Rosetta Stone offers a lot of languages (I provided a list in my post). So does Duolingo. As of when I’m writing this, they have Spanish, French, German, Japanese, Italian, Korean, Chinese, Russian, Portuguese, Arabic, Turkish, Dutch, Swedish, Hindi, Greek, Irish, Polish, Norwegian (Bokmal), High Valyrian, Hebrew, Latin, Vietnamese, Hawaiian, Danish, Romanian, Czech, Welsh, Indonesian, Swahili, Klingon, Hungarian, Ukrainian, Navajo, Esperanto, and Scottish Gaelic, organized by number of learners. As you may have noticed, some of these languages are from fictional universes, like Klingon. No, that’s not a joke. Yes, they legitimately cover those.

I also made a point of saying, “As of when I’m writing this,” because Duolingo is always adding new courses. They also add them faster than Rosetta Stone, namely because, as a subscription service, Rosetta Stone has to have the full course ready before they make it available. Duolingo, on the other hand, puts it up in beta and keeps adding to it.

That’s another point — Rosetta Stone costs money, Duolingo is free. Like I said, they’re both good, but, again, for different reasons. Rosetta Stone has the breakdowns I mentioned in that post, focusing on different parts of each lesson, whereas Duolingo really doesn’t (the closest they get is Tinycards). On the flip side, because there’s not a set amount of time until your subscription runs out, with Duolingo you don’t feel pressured the same way, which allows you to pick up multiple languages without concern over money and time management. I’m currently taking five.

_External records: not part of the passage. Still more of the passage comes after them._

PR #878, opened 2024-11-14
Make MSRV 1.63 work

algesten:
- **Update openssl**
- **Mitigate version mismatch of public rustls dependency**
- **Fix incorrect feature flag**
- **Make MSRV 1.63 work**

### DIFF
--- a/Cargo.lock
+++ b/Cargo.lock
@@ -370,9 +370,9 @@ checksum = "3fdb12b2476b595f9358c5161aa467c2438859caa136dec86c26fdd2efe17b92"
 
 [[package]]
 name = "openssl"
-version = "0.10.64"
+version = "0.10.66"
 source = "registry+https://github.com/rust-lang/crates.io-index"
-checksum = "95a0481286a310808298130d22dd1fef0fa571e05a8f44ec801801e84b216b1f"
+checksum = "9529f4786b70a3e8c61e11179af17ab6188ad8d0ded78c5529441ed39d4bd9c1"
 dependencies = [
  "bitflags",
  "cfg-if",
@@ -402,9 +402,9 @@ checksum = "ff011a302c396a5197692431fc1948019154afc178baf7d8e37367442a4601cf"
 
 [[package]]
 name = "openssl-sys"
-version = "0.9.102"
+version = "0.9.103"
 source = "registry+https://github.com/rust-lang/crates.io-index"
-checksum = "c597637d56fbc83893a35eb0dd04b2b8e7a50c91e64e9493e398b5df4fb45fa2"
+checksum = "7f9e8deee91df40a943c71b917e5874b951d32a802526c85721ce3b776c929d6"
 dependencies = [
  "cc",
  "libc",
--- a/Cargo.lock
+++ b/Cargo.lock
@@ -3,10 +3,10 @@
 version = 3
 
 [[package]]
-name = "adler"
-version = "1.0.2"
+name = "adler2"
+version = "2.0.0"
 source = "registry+https://github.com/rust-lang/crates.io-index"
-checksum = "f26201604c87b1e01bd3d98f8d5d9a8fcbb815e8cedb41ffccbeb4bf593a35fe"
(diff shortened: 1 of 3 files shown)


algesten:
I found a combination of versions that work to compile 1.63 locally. However the CI now fails with:

```
error[E0282]: type annotations needed for `Box<_>`
Error:   --> /home/runner/.cargo/registry/src/index.crates.io-6f17d22bba15001f/time-0.3.20/src/format_description/parse/mod.rs:83:9
   |
83 |     let items = format_items
   |         ^^^^^
...
86 |     Ok(items.into())
   |              ---- type must be known at this point
   |
   = note: this is an inference error on crate `time` caused by an API change in Rust 1.80.0; update `time` to version `>=0.3.35` by calling `cargo update`
```

algesten:
I think that means we might be stuck in a situation where ureq 2.x either must bump MSRV to whatever time requires at 0.3.35, or not be able to compile with rustc >= 1.80

epage:
FYI the Cargo team [discourages using non `^` version requirements except in some very specific cases](https://doc.rust-lang.org/cargo/reference/specifying-dependencies.html#multiple-version-requirements).  Enforcing of MSRV is not one of those and is in fact the motivating reason for us writing that documentation.

There are two problems with enforcing MSRV this way
- This makes ureq incompatible with other packages that might require newer versions of these packages.
- Not all users of ureq have the same MSRV and may be able to use newer versions of these packages *and* want to use them

From Cargo's [documentation for `rust-version`](https://doc.rust-lang.org/nightly/cargo/reference/rust-version.html#support-expectations)

> In support of the above, it is expected that each dependency’s version-requirement supports at least one version compatible with your rust-version. However, it is not expected that the dependency specification excludes versions incompatible with your rust-version. In fact, supporting both allows you to balance the needs of users that support older Rust versions with those that don’t.

The way I see people handle this include
- Committing their lockfile and tracking MSRV-compatible versions with it ([yes, its a pain](https://rust-lang.github.io/rfcs/3537-msrv-resolver.html#status-quo))
- Using `-Zminimal-versions` to approximate an MSRV-aware resolver

In 1.84, Cargo will include an MSRV-aware resolver, see https://doc.rust-lang.org/nightly/cargo/reference/config.html#resolverincompatible-rust-versions

Use of the MSRV-aware resolver does not require bumping your MSRV; you just need to change your `Cargo.lock` with 1.84+ and have it enabled.  You can even have it enabled in a `.cargo/config.toml` and Cargo will ignore it in older versions.

kamulos:
There is also another angle to this matter: I think in the case of `rustls`, pinning is especially bad. If a CVE occurs in rustls people will be unable to update without an update to `ureq`. In the worst case this is really time sensitive.

epage:
> The MSRV table you [provided here](https://rust-lang.github.io/rfcs/3537-msrv-resolver.html#status-quo) tells us that if I unlock the rustls dep, a user on anything below <1.71 will fail to compile with less than editing the lock file. That means ~25% of potential users of ureq could fail to use ureq out-of-the box. Did I get that right?

That table was published on 11/10/2023.  Whats more important is to look at the relative value.  1.71 was released on 2023-07-13 which is almost 1.5 years ago.  For a release that was a year old at the time the table was made, 98.766% of requests to crates.io would be satisfied.

> One of ureq's primary goals have always been to work out-of-the-box especially for beginners to Rust.

In considering the out-of-the-box experience for beginniners, also consider the esoteric errors you put your users at risk of seeing, e.g. https://www.reddit.com/r/rust/comments/p8clcx/how_to_fix_cargo_dependency_issue/

algesten:
@epage I have now released 2.12.0. This is MSRV 1.71 with dependencies unpinned.

I am going to maintain two lines:

* 2.11.x -> MSRV 1.67
* 2.12.x -> MSRV 1.71

I will pin dependencies in those lines as needed by releasing patch versions. If I must bump MSRV again, it will be in another minor version.

2.x will not get any more features. So I will only release patch to keep it alive (upon request).

epage:
@algesten is there a reason you are still pinning versions in your `Cargo.toml` file?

Duolingo lessons also tend to be, in my experience, more… bite sized, I suppose. They’re faster and have less content per lesson to memorize, which allows me to binge Hawaiian lessons without running out of steam. Rosetta Stone lessons tend to be longer, taking an estimated ten minutes for most of the exercises.

As a final note between the two, Rosetta Stone gives you words in the target language and a picture to match it, whereas Duo gives you the English translations for the words. As I said in my Rosetta post, I don’t really know how to feel about that, or which I prefer, but they both work.

Overall, I’d say if you’re seriously intending to put a lot of focus and effort into learning a language, Rosetta Stone is the way to go, but if you just want something that you can work on in your spare time, or for fun (I picked up Hawaiian on a whim, for instance) you might prefer Duolingo.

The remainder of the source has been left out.